At the ripe old age of 24, single life and dating as an adult hit me square in the face unexpectedly when my boyfriend of almost 7 years – the only guy I had ever been with – decided to break up with me out of the blue. (He also decided it was mature to ghost me for three weeks before doing the deed, but that’s another story…)
Anyway, needless to say, I was thrust into the big wide world of adult dating sites, meeting people down the pub and occasionally even some no strings attached dating. And after a few heartbreaks – being both on the receiving end and the cause – I soon realised that each and every guy I dated with some significance, no matter how badly it ended, brought or taught me something that have somewhat put my life on the path it is now. And so, I’m grateful to them all…

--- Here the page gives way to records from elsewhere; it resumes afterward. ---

PR #194, opened 2022-09-28
Progress bar

damianmef:


lib/js/components/ProgressBar/ProgressBar.vue
```diff
@@ -0,0 +1,330 @@
...
+			'-info': color === PROGRESS_BAR_COLORS.INFO,
+			'-schemeMedium': colorScheme === PROGRESS_BAR_COLOR_SCHEMES.MEDIUM,
+			'-schemeMediumNeutral': colorScheme === PROGRESS_BAR_COLOR_SCHEMES.MEDIUM_NEUTRAL,
+			'-compact': layout === PROGRESS_BAR_LAYOUTS.COMPACT,
+		}"
+	>
+		<div class="progressBar__label">
+			<div class="progressBar__labelText">{{ labelText }}</div>
+			<div v-if="labelDataExist" class="progressBar__labelDataWrapper">
+				<div v-if="labelData" class="progressBar__labelData">{{ labelData }}</div>
```
kvas-damian, line 19: because label is rendered as inline text, `span` looks more semantic for me

lib/js/components/ProgressBar/ProgressBar.vue
```diff
@@ -0,0 +1,330 @@
...
+		},
+		size: {
+			type: String,
+			default: PROGRESS_BAR_SIZES.MEDIUM,
+			validate(size) {
+				return Object.values(PROGRESS_BAR_SIZES).includes(size);
+			},
+		},
+		ranges: {
+			type: Array,
```
kvas-damian, line 281: Do we want to defined PropType for range to make it easier to guess what are required attributes here?

lib/js/components/ProgressBar/ProgressBar.vue
```diff
@@ -0,0 +1,330 @@
...
+$progress-bar-height: 16px;
+$progress-bar-s-height: 8px;
+$progress-bar-xs-height: 4px;
+
+$progress-bar-border-radius: 8px;
+
+$progress-bar-layers: (
+	'primary': (
+		'default': $color-primary-text,
+		'ghost': $color-primary-data-ghost,
```
kvas-damian, line 68: instead of naming it based on color used, I'd name it based on usage, eg. `default-secondary-layer`. If you do that, there won't be any problems when someone defines non-ghoust color here. What do you think?

lib/js/components/ProgressBar/ProgressBar.vue
```diff
@@ -0,0 +1,330 @@
...
+		}
+		#{$self}__label {
+			margin-bottom: $space-xxxs;
+		}
+	}
+
+	&__bar {
+		background-color: $color-default-background;
+		border-radius: $progress-bar-border-radius;
+		box-shadow: inset 0 1px 4px $color-default-shadow-heavy;
```
kvas-damian, line 161: If I remember correctly UX wanted this shadows to be defined as tokens, so probably they should be accessible in other components. Am I wrong?

lib/js/components/ProgressBar/ProgressBar.vue
```diff
@@ -0,0 +1,330 @@
...
+		height: $progress-bar-height;
+		overflow: hidden;
+
+		&.-small {
+			height: $progress-bar-s-height;
+		}
+
+		&.-xsmall {
+			border-radius: 0;
```
kvas-damian, line 170: where did we agree on disabling radius for this size?

lib/js/components/ProgressBar/ProgressBar.vue
```diff
@@ -0,0 +1,330 @@
...
+		</div>
+		<div
+			:class="{
+				progressBar__bar: true,
+				'-small': size === PROGRESS_BAR_SIZES.SMALL,
+				'-xsmall': size === PROGRESS_BAR_SIZES.XSMALL,
+				'-noRadius': radius === PROGRESS_BAR_RADII.NONE,
+			}"
+		>
+			<div class="progressBar__results">
```
kvas-damian, line 37: do we need this container? Why don't we define styles on parent?

lib/js/components/ProgressBar/ProgressBar.vue
```diff
@@ -0,0 +1,330 @@
...
+
+					&.-secondary {
+						background: map-get($color-map, 'neutral-weak');
+					}
+				}
+			}
+		}
+	}
+
+	&-noRadius {
```
kvas-damian, line 145: I see the similar block with `.` at the beginning few lines below. Should we remove it?

lib/js/components/ProgressBar/ProgressBar.vue
```diff
@@ -0,0 +1,330 @@
...
+	PROGRESS_BAR_LAYOUTS,
+	PROGRESS_BAR_COLOR_SCHEMES,
+} from './ProgressBar.consts';
+
+export default {
+	name: 'ProgressBar',
+	props: {
+		numberOfLayers: {
+			type: Number,
+			default: 1,
```
kvas-damian, line 257: Do you want to use const (already defined) as default value? do we want to validate this value?

lib/js/components/ProgressBar/ProgressBar.vue
```diff
@@ -0,0 +1,330 @@
...
+		colorScheme: {
+			type: String,
+			default: PROGRESS_BAR_COLOR_SCHEMES.DEFAULT,
+			validate(size) {
+				return Object.values(PROGRESS_BAR_COLOR_SCHEMES).includes(size);
+			},
+		},
+		color: {
+			type: String,
+			required: true,
```
kvas-damian, line 268: According to Miro, `info` is default color

lib/js/components/ProgressBar/ProgressBar.consts.ts
```diff
@@ -0,0 +1,35 @@
...
+	FAIL: 'fail',
+} as const;
+
+export const PROGRESS_BAR_SIZES = {
+	MEDIUM: 'medium',
+	SMALL: 'small',
+	XSMALL: 'extra small',
+} as const;
+
+export const PROGRESS_BAR_RADII = {
```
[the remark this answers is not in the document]
damianmef: Plural of `radius`, `radiuses` is underlined by the IDE, `radii` not.

lib/js/components/ProgressBar/ProgressBar.vue
damianmef: Ok, I will do that.

lib/js/components/ProgressBar/ProgressBar.vue
```diff
@@ -0,0 +1,330 @@
...
+		>
+			<div class="progressBar__results">
+				<div
+					v-for="(range, index) in ranges"
+					:key="index"
+					:class="{
+						progressBar__result: true,
+						'-secondary': range.layer === 2 && numberOfLayers === 2,
+					}"
+					:style="{ left: range.percentValueFrom + '%', width: range.length + '%' }"
```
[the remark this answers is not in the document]
damianmef: @kvas-damian hmm I think `start` does not fit. Maybe just:
```
export interface Ranges {
	layer: Number,
	from: Number,
	length: Number,
}
```

lib/js/components/ProgressBar/ProgressBar.vue
damianmef: It's good idea, but it's hard to hame these keys, what do you think about these keys:
```
		'default-layer': $color-primary-text,
		'default-layer-secondary-': $color-primary-data-ghost,
		'second-layer': $color-primary-data-medium,
		'second-layer-secondary': $color-primary-data-weak,
		'placeholder-layer': $color-neutral-data-weak,
```

lib/js/components/ProgressBar/ProgressBar.vue
damianmef: Im not sure, in Figma this element has `default/shadowProgress -M` so yes it's a token, I can move it to `_shadows` where we have other tokens, but this token has so specified name so it will be used only in this component.

lib/js/components/ProgressBar/ProgressBar.vue
damianmef: True, it's a mistake.

lib/js/components/ProgressBar/ProgressBar.vue
damianmef: I will remove it.

lib/js/components/ProgressBar/ProgressBar.vue
damianmef: Fixed

lib/js/components/ProgressBar/ProgressBar.vue
damianmef: Fixed.

lib/js/components/ProgressBar/ProgressBar.vue
```diff
@@ -0,0 +1,330 @@
...
+
+$progress-bar-height: 16px;
+$progress-bar-s-height: 8px;
+$progress-bar-xs-height: 4px;
+
+$progress-bar-border-radius: 8px;
+
+$progress-bar-layers: (
+	'primary': (
+		'default': $color-primary-text,
```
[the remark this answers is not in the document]
damianmef: My bad, fixed.

lib/js/components/ProgressBar/ProgressBar.vue
```diff
@@ -0,0 +1,330 @@
...
+		return {
+			PROGRESS_BAR_COLORS: Object.freeze(PROGRESS_BAR_COLORS),
+			PROGRESS_BAR_SIZES: Object.freeze(PROGRESS_BAR_SIZES),
+			PROGRESS_BAR_RADII: Object.freeze(PROGRESS_BAR_RADII),
+			PROGRESS_BAR_LAYOUTS: Object.freeze(PROGRESS_BAR_LAYOUTS),
+			PROGRESS_BAR_COLOR_SCHEMES: Object.freeze(PROGRESS_BAR_COLOR_SCHEMES),
+		};
+	},
+	computed: {
+		labelDataExist() {
```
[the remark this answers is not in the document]
damianmef: Fixed.

lib/js/components/ProgressBar/ProgressBar.vue
damianmef: Fixed.

lib/js/components/ProgressBar/ProgressBar.consts.ts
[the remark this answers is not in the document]
kvas-damian: https://dictionary.cambridge.org/pl/dictionary/english/radii

lib/js/components/ProgressBar/ProgressBar.vue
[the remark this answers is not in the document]
damianmef: It convinced me.

lib/js/components/ProgressBar/ProgressBar.vue
kvas-damian: IMO, proposed key names are wrong:
`second-layer` uses color that is used for 1st data layer in `MEDIUM` color scheme

Please try again

lib/js/components/ProgressBar/ProgressBar.vue
kvas-damian: what about other `divs` inside `__labelDataWrapper`?

lib/js/components/ProgressBar/ProgressBar.consts.ts
```diff
@@ -0,0 +1,41 @@
...
+	TWO: 2,
+};
+
+export const PROGRESS_BAR_COLOR_SCHEMES = {
+	DEFAULT: 'default',
+	MEDIUM: 'medium',
+	MEDIUM_NEUTRAL: 'medium-neutral',
+};
+
+export interface Ranges {
```
kvas-damian, line 37: this type defines one range. Why did you use plural in name?

lib/js/components/ProgressBar/ProgressBar.stories.ts
```diff
@@ -0,0 +1,174 @@
...
+		control: { type: 'select', options: Object.values(PROGRESS_BAR_LAYERS) },
+		defaultValue: PROGRESS_BAR_LAYERS.ONE,
+	},
+	colorScheme: {
+		control: { type: 'select', options: Object.values(PROGRESS_BAR_COLOR_SCHEMES) },
+		defaultValue: PROGRESS_BAR_COLOR_SCHEMES.DEFAULT,
+	},
+	color: {
+		control: { type: 'select', options: Object.values(PROGRESS_BAR_COLORS) },
+		defaultValue: PROGRESS_BAR_COLORS.PRIMARY,
```
kvas-damian, line 37: INFO is default color
```suggestion
		defaultValue: PROGRESS_BAR_COLORS.INFO,
```

lib/js/components/ProgressBar/ProgressBar.vue
damianmef: Also, I hope these are not the first symptoms of Divitis.

lib/js/components/ProgressBar/ProgressBar.consts.ts
damianmef: Fixed.

lib/js/components/ProgressBar/ProgressBar.stories.ts
damianmef: Fixed.

lib/js/components/ProgressBar/ProgressBar.vue
damianmef: When I look at this screen:
Screenshot 2022-09-30 at 11 45 37
and 3 layer of data, I dont see sense of changing these keys. If someone would use noghost color, he should add new key `noghost` and use it the new place or replace `ghost` by it.

lib/js/components/ProgressBar/ProgressBar.vue
damianmef: In progress.

lib/js/components/ProgressBar/ProgressBar.vue
kvas-damian: ok, let's try another game:
Imagine, we keep current colors config scheme. In 3 months UX wants us to change color for second layer in default color scheme from `ghost` to `strong`. What needs to be done?

damianmef: I understand it, but can't find correct word. Check below names, if they are wrong please help me:
```
'default-layer': $color-primary-data,
'default-layer-secondary': $color-primary-data-ghost,
'emphasize-layer': $color-primary-data-medium,
'emphasize-layer-secondary': $color-primary-data-weak,
'placeholder-layer': $color-neutral-data-weak,
```

lib/js/components/ProgressBar/ProgressBar.vue
damianmef: @kvas-damian I change it, shadows are now global and have global names, after consultation they looks like here: https://www.figma.com/file/CG4lkRM9SnX7Qjz6rZxLYZ/LMS---DS---Foundations?node-id=209%3A2868

lib/js/components/ProgressBar/ProgressBar.vue
kvas-damian: what would you say about
```
'default-color-scheme-first-layer`
'default-color-scheme-second-layer`
'medium-color-scheme-first-layer`
...
'medium-neutral-color-scheme-second-layer`
```
?

lib/js/components/ProgressBar/ProgressBar.vue
```diff
@@ -226,6 +231,15 @@ $progress-bar-layers: (
 		position: absolute;
 		top: 0;
 	}
+
+	&__resultsShadow {
```
kvas-damian, line 235: told ya, "use `background` for ranges, then eveything works". Includign shadows :trollface:

lib/js/components/ProgressBar/ProgressBar.vue
```diff
@@ -44,6 +44,7 @@
 				:style="{ left: range.percentValueFrom + '%', width: range.length + '%' }"
 			>
 			</div>
+			<div class="progressBar__resultsShadow"></div>
```
kvas-damian, line 47: you know, I don't non-meaningful, not required HTML markup. Can we get rid of it?

lib/js/components/ProgressBar/ProgressBar.vue
damianmef: Sounds good, but is `color-scheme` needed? It's only internal key for this variable in this single component. Without it is clear for me also. We haven't there any other colors so these are unambiguous for me.

kvas-damian: when I was yunior dev, I though I don't need to make variable names self explanatory - it's all visible in the code. Now I see, I was wrong. We read code much more often than we write it, so forcing someone to go through code once again to understand something is a waste of time. That's why I like longer names now.

lib/js/components/ProgressBar/ProgressBar.vue
damianmef: > you know, I don't non-meaningful, not required HTML markup. Can we get rid of it?
It's not clear for me. How You will add shadow to whole progressbar? On parent it doesn't work (layers are above), when I add to single layer, we have error https://bethinkteam.slack.com/archives/CFBLF5RGA/p1664803900641519?thread_ts=1664532308.131999&cid=CFBLF5RGA , this markup is a fix for this.

kvas-damian: did you try `::after`?

lib/js/components/ProgressBar/ProgressBar.vue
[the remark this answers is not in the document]
kvas-damian: so why it isn't implemented?

lib/js/components/ProgressBar/ProgressBar.vue
```diff
@@ -116,29 +116,29 @@ $progress-bar-layers: (
...
-						background: map-get($color-map, 'weak');
+						background: map-get($color-map, 'medium-color-scheme-second-layer');
 					}
 				}
 			}
 
 			&.-schemeMediumNeutral {
 				#{$self}__result {
-					background: map-get($color-map, 'medium');
+					background: map-get($color-map, 'medium-color-scheme-first-layer');
```
kvas-damian, line 138: I'm not fan of reusing color from other color scheme, but don't have strong arguments to convince you not to do that

lib/js/components/ProgressBar/ProgressBar.vue
damianmef: @kvas-damian of course it's possible, I was thinking about it and i chose HTML tag. I do not insist on him, but I also do not see any advantage in doing it by :after. What's your argument, shorter/clear HTML? Shorter HTML but more css rules.

lib/js/components/ProgressBar/ProgressBar.vue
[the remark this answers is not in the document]
damianmef: Now it is.

lib/js/components/ProgressBar/ProgressBar.vue
kvas-damian: every HTML element means additional additional DOM node in DOM tree. When the tree is big, traversing and updating it is more computing heavy. Pseudoelements aren't put in DOM, so they don't affect that area.

Additional argument is separation of code layers. When you use `::after` then styles belonging to an element are kept in one place, when you put them in additional HTML element, then the logic is distributed and have to be maintained in two places.

lib/js/components/ProgressBar/ProgressBar.stories.ts
```diff
@@ -0,0 +1,191 @@
...
+	numberOfLayers: 2,
+	ranges: [
+		{
+			layer: 1,
+			percentValueFrom: 0,
+			length: 10,
+		},
+		{
+			layer: 2,
+			percentValueFrom: 20,
```
kvas-damian, line 152: didn't we already change this field name?

To solve that problem you could use `Range` interface here

lib/js/components/ProgressBar/ProgressBar.vue
damianmef: Changed.

lib/js/components/ProgressBar/ProgressBar.stories.ts
damianmef: Updated.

The one who made me realise that dating isn’t too scary
Okay. Dating is actually still totally scary and I am a massive wimp, but had my first post-break-up date been a terrible one, well, I think I would have resigned myself to the fact I’d be a lonely non-dater forever. Luckily for me, I met a lovely guy I continued to date for a while and who gave me the confidence to keep dipping my toes into the dating world.
The one who taught me what I really want in a relationship
The second guy that managed to break my heart worked hand in hand with my original heartbreaker to show me what I really want from a relationship. Whilst both of the relationships ended with me sobbing and feeling sorry for myself, the complete contrast in how they were as people, how they treated me and how we spent our time together made me realise just what I want and need from a relationship… and now I know never to settle.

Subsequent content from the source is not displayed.